::: Data extracts :::

PR #612, opened 2023-09-13
[write-fonts] Graphviz improvements

cmyr:
This adds the ability to set an env var ('FONTC_PRUNE_GRAPH') that tells write-fonts to prune a generated dotviz file to only include spaces that contain an overflow. This was very helpful for debugging our PairPos format 2 packing failures.

It also cleanups up our graphviz code to not use subgraphs, which weren't adding much if anything.

### DIFF
--- a/write-fonts/src/graph.rs
+++ b/write-fonts/src/graph.rs
@@ -1169,7 +1169,10 @@ impl Graph {
 
     #[cfg(feature = "dot2")]
     pub(crate) fn write_graph_viz(&self, path: impl AsRef<std::path::Path>) -> std::io::Result<()> {
-        graphviz::GraphVizGraph::from_graph(self).write_to_file(path)
+        // if this is set then we prune the generated graph
+        const PRUNE_GRAPH_ENV_VAR: &str = "FONTC_PRUNE_GRAPH";
+        let try_trim_graph = std::env::var_os(PRUNE_GRAPH_ENV_VAR).is_some();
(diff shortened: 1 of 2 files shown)


write-fonts/src/graph.rs
```diff
@@ -1169,7 +1169,10 @@ impl Graph {
 
     #[cfg(feature = "dot2")]
     pub(crate) fn write_graph_viz(&self, path: impl AsRef<std::path::Path>) -> std::io::Result<()> {
-        graphviz::GraphVizGraph::from_graph(self).write_to_file(path)
+        // if this is set then we prune the generated graph
+        const PRUNE_GRAPH_ENV_VAR: &str = "FONTC_PRUNE_GRAPH";
```
anthrotype, line 1173: (bikeshedding) I feel the var name ties too much write-fonts with fontc.. conceivable another tool might find it useful.. maybe WRITE_FONTS_PRUNE_GRAPH

cmyr: I was thinking that `WRITE_` was confusing as a prefix, as it's a verb. Given that we own both projects, and that this is undocumented/private API, I thiiiink I prefer this version? open to more ideas though..

anthrotype: `FONTATIONS_PRUNE_GRAPH`

anthrotype: but it's fine like that, since it's undocumented/private api anyway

:::

**Task statement**
Tally the lines of the listing in which the string "cmyr" appears, and state the tally alone.

**Exercise output**
2